Bitte begleiten Sie mich, gehen Sie mit mir in Gedanken hinaus nach Golgatha, wo der Sohn Gottes gekreuzigt wurde, litt und starb. Rechts und links von Ihm wurden 2 Verbrecher hingerichtet. Der eine der beiden fluchte und schimpfte. Der andere aber bekannte, dass er selbst zu Recht zum Tode verurteilt war. Er sah seine persönliche Schuld vor Gott. Und er erkannte noch etwas ganz klar, dass nämlich Jesus Christus dort unschuldig hing. Er bekannte das laut und bat den Herrn, an ihn zu denken. Hören Sie, was der Sohn Gottes erwiderte: „In Wahrheit sage ich dir: HEUTE NOCH wirst du mit mir im Paradiese sein!“

Wie, für diesen Mörder kein Fegefeuer, kein Reinigungsort? Er hätte sicher etliche Jahrzehnte dort zubringen müssen! Jesus Christus aber sagte: „HEUTE NOCH“. Lesen Sie es selbst nach im Lukas-Evangelium K. 23, 39-43

Wenn es kein Fegefeuer gibt, erübrigen sich auch Verdienste, Gebete, Ablässe und dergleichen für verstorbene Menschen. Wie wird doch die umfassende Gnade Gottes geschmälert, die er den Menschen anbietet! Halt! – es ist umfassende Gnade, aber keine umfassende Generalamnestie! Keiner bekommt einen Platz im Himmel, dem Jesus Christus gleichgültig ist. Gott gewährt keine billige Vergebung, dazu ist Ihm der Sühnungstod Seines Sohnes zu kostbar.

Sie wollen wissen, wie man Vergebung und ewiges Leben bekommt, ohne Umweg über ein „Fegefeuer“? Wenden Sie sich im Gebet an Jesus Christus, der auf Sie wartet. Bringen Sie Ihm den ganzen Sünd- und Schuldenberg Ihres Lebens, beschönigen Sie nichts. Er ist Gott und sieht Ihnen bis in Ihr Herz, es hat keinen Zweck, sich zu verstellen. Seien Sie ehrlich vor Ihm.

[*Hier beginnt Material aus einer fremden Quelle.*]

Issue #350, opened 2022-11-18
Builder methods with interface types silently ignore some concrete types


shawkins:
Relates to https://github.com/fabric8io/kubernetes-client/issues/4540 - if the concrete type is not specifically registered as buildable, then calling the Builder.withInterface(concreteValue) method will just silently ignore the value.  At the very least an exception should be thrown.

PR #375, opened 2023-05-11
fix #374 updating method logic to address several issues

### LINKED ISSUE #374: Various fluent / builder issues
There are several more fluent issues:

1. removeAll usage is not correct (wrong type), it should be clear instead:
```
public A withParameters(List<Parameter> parameters) {
    if (this.parameters != null) { _visitables.get("parameters").removeAll(this.parameters);}
    ...
}
```

2. setTo and addTo with an index and an parent / interface type do not have fallbacks, e.g. 

setToCollection(Integer index,InterfaceType item)

3. with varargs does not clear the visitables
```
  public A withParameters(io.fabric8.openshift.api.model.Parameter... parameters) {
    if (this.parameters != null) {this.parameters.clear();}
    if (parameters != null) {for (Parameter item :parameters){ this.addToParameters(item);}} return (A) this;
  }
```

4. addTo with index and visitablebuildable does not use the same indexing rules as the other methods that allow for out-of-bounds values:

```
  public A addToObjects(Integer index,VisitableBuilder<? extends HasMetadata,?> builder) {
    if (this.objects == null) {this.objects = new ArrayList<VisitableBuilder<? extends HasMetadata,?>>();}
    _visitables.get("objects").add(index, builder);this.objects.add(index, builder); return (A)this;
  }
```

shawkins:


annotations/builder/src/main/java/io/sundr/builder/internal/functions/ToMethod.java
```diff
@@ -813,6 +817,14 @@ private Statement createAddToDescendantsFallback(String type, String name) {
               "else {  VisitableBuilder<? extends " + type + ",?> builder = builderOf(item); _visitables.get(\"" + name
                   + "\").add(builder);this." + name + ".add(builder); }");
         }
+
+        private StringStatement createAddOrSetIndex(String op, String propertyName, String returnType) {
+          return new StringStatement(
+              "if (index < 0 || index >= " + propertyName + ".size()) { _visitables.get(\"" + propertyName
```
iocanel, line 823: Can you please elaborate here?
Why do we need fallbacks? Shouldn't we just let it fail instead?

shawkins: > Why do we need fallbacks? Shouldn't we just let it fail instead?

The fallbacks, via builderOf, handles the failure case.  Several these methods had the same problem as #350

iocanel: I am still not sure I follow. Can you please further elaborate?
Given that we also have an additional topic regarding Editables in #376 it might make sense to schedule a meeting or something.

shawkins: > I am still not sure I follow. Can you please further elaborate?

The existing implementation of setToCollection(index, interface) looks like:

```
if (item instanceof Concrete1) { setToConcrete...
if (item instanceof Concrete2) { setToConcrete...

return (A)this;
```

So if the item is a not a known buildable type it will simply fall through and do nothing - which is what was observed with #350

This change makes setTo and addTo have the else case

} else { VisitableBuilder builder = builderOf(item) ... }

So that if something has it builder it will succeed, or if not there will be an exception.

annotations/builder/src/main/java/io/sundr/builder/internal/functions/ToMethod.java
```diff
@@ -744,12 +740,20 @@ public List<Method> apply(final Property property) {
 
             addSingleItemAtIndex = new MethodBuilder(addSingleItemAtIndex).withParameters(parameters).editBlock()
                 .withStatements(createAddToDescendants("addTo", descendants, true),
-                    new StringStatement("return (" + returnType + ")this;"))
```
iocanel, line 747: There is a method available caleld `createAddToDescendantsFallback` maybe this should be used instead?
It seems as `createAddToDescendantsFallback` was meant to do the same thing but somehow got forgotten.

shawkins: > There is a method available caleld createAddToDescendantsFallback maybe this should be used instead?

To clarify there are two things happening.  One is usage of builderOf, the other is the actual operation.  createAddToDescendantsFallback is written to do both, so it's not applicable to the other operations - indexed addTo, setTo, remove.

Note that not everywhere createAddOrSetIndex is a fallback case - the same logic applies to both fallback https://github.com/sundrio/sundrio/pull/375/files#diff-f95a091f7367292c3d8e6c10eb03b6411bfe67573270d10bb9393f947dc5ec54R755 and regular logic https://github.com/sundrio/sundrio/pull/375/files#diff-f95a091f7367292c3d8e6c10eb03b6411bfe67573270d10bb9393f947dc5ec54R773 - this does ensure that consistent indexing is used across the methods, which is also called out in #374

iocanel (approved):
lgtm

1. Joh. 1,9: „Wenn wir unsere Sünden bekennen, so ist Gott treu und gerecht, dass Er uns die Sünden vergibt und uns reinigt von aller Ungerechtigkeit.“

Der Sünder, dem von Gott vergeben wurde, darf sich ganz sicher sein, einen Platz im Himmel zu haben. Jesus Christus in Joh. 14,3: „… ich komme wieder und werde euch zu mir nehmen, auf dass, wo ich bin, auch ihr seid.“

Zögern Sie bitte nicht, diesen Schritt zu tun. Der Sohn Gottes, der Mittler zwischen Gott und Sünder hat für Sie die Strafe getragen, die Sie von einem heiligen und gerechten Gott erwarten müssen. Wenn Sie an Jesus Christus glauben, werden Sie nicht gerichtet (Joh. 3,18) sondern haben direkten Zugang ohne Haltestelle oder Umweg in den Himmel, wenn ihr Leben hier auf der Erde endet.